Dataset items:
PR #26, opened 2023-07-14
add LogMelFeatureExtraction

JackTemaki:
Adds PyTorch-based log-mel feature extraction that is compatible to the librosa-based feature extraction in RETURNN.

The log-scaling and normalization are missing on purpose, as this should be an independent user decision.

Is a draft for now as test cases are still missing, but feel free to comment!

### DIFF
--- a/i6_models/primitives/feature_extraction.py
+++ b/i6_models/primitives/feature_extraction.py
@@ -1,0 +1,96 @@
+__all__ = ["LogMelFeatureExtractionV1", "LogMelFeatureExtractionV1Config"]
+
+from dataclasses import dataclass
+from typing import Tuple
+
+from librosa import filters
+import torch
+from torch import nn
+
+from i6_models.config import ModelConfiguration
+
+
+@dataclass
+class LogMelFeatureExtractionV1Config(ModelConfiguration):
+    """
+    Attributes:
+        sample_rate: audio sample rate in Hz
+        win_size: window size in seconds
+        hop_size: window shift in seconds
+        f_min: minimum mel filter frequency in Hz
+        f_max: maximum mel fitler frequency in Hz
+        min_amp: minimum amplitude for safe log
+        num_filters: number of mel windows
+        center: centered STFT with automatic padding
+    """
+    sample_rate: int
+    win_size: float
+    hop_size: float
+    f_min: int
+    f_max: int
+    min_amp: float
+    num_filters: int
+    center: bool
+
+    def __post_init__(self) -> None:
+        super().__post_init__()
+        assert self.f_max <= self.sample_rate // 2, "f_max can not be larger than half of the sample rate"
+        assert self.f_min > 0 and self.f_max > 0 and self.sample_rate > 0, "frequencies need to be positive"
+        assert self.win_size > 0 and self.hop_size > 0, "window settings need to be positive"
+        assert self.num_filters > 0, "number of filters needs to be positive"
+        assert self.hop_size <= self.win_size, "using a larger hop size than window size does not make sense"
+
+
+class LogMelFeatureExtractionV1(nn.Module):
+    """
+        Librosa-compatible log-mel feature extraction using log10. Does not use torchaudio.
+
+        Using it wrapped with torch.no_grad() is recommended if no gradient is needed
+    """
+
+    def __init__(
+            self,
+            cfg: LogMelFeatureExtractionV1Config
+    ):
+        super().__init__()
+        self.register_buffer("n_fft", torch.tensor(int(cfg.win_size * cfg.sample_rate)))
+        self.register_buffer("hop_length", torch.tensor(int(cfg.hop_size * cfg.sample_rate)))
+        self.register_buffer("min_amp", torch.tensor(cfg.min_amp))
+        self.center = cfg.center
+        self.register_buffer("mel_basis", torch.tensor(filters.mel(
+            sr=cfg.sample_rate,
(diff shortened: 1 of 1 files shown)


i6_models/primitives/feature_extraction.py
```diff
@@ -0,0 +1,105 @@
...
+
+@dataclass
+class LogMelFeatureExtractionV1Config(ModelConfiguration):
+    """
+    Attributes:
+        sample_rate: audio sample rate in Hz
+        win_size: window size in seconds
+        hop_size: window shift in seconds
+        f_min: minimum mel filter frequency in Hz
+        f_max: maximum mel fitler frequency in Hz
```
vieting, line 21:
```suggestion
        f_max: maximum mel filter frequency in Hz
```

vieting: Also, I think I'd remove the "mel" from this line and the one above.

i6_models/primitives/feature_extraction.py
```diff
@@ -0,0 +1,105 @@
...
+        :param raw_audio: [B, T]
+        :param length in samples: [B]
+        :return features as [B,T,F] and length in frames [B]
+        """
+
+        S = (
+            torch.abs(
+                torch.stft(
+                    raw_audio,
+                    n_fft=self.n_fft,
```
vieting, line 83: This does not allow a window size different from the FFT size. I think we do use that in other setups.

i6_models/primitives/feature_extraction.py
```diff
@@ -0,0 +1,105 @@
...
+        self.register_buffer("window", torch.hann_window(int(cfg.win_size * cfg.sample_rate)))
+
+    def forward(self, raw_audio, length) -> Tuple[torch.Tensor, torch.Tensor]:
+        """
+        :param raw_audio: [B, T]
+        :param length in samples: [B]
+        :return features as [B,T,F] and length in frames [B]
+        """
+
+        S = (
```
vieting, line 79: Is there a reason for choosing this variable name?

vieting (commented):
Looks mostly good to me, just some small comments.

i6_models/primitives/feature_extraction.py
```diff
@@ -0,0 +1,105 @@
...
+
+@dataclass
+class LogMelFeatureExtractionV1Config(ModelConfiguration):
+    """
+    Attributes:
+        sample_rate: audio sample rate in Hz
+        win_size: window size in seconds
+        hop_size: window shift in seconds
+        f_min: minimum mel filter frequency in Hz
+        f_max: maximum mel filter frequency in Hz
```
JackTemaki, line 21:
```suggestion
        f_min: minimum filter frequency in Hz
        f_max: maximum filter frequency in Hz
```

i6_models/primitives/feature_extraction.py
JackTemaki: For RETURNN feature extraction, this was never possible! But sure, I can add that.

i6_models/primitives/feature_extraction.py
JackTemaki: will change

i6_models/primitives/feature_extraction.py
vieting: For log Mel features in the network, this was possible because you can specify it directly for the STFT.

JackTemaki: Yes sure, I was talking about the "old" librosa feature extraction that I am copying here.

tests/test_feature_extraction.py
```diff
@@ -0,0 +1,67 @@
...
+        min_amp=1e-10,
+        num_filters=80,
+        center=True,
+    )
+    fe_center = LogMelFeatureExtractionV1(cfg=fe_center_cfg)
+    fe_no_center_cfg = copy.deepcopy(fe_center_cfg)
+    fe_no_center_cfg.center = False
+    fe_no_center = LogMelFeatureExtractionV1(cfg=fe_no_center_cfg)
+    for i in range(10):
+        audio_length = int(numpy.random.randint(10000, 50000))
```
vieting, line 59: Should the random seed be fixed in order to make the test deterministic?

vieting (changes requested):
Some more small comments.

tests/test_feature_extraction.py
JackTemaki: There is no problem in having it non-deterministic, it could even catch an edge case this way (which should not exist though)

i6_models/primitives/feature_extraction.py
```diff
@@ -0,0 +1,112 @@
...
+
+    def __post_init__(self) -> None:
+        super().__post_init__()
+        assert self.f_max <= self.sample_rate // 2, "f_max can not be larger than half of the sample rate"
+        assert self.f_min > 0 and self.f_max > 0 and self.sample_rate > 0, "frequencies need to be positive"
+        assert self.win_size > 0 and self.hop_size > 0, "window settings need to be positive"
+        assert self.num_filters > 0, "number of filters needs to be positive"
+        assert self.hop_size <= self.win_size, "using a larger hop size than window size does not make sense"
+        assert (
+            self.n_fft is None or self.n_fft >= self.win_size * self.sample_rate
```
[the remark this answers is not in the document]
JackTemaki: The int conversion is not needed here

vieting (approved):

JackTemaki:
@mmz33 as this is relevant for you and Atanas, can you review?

■ Task brief
Set every line down again exactly. Begin with the first line of the entries and finish with the line containing "Adds PyTorch-based log-mel".

■ Problem solution
PR #26, opened 2023-07-14
add LogMelFeatureExtraction

JackTemaki:
Adds PyTorch-based log-mel feature extraction that is compatible to the librosa-based feature extraction in RETURNN.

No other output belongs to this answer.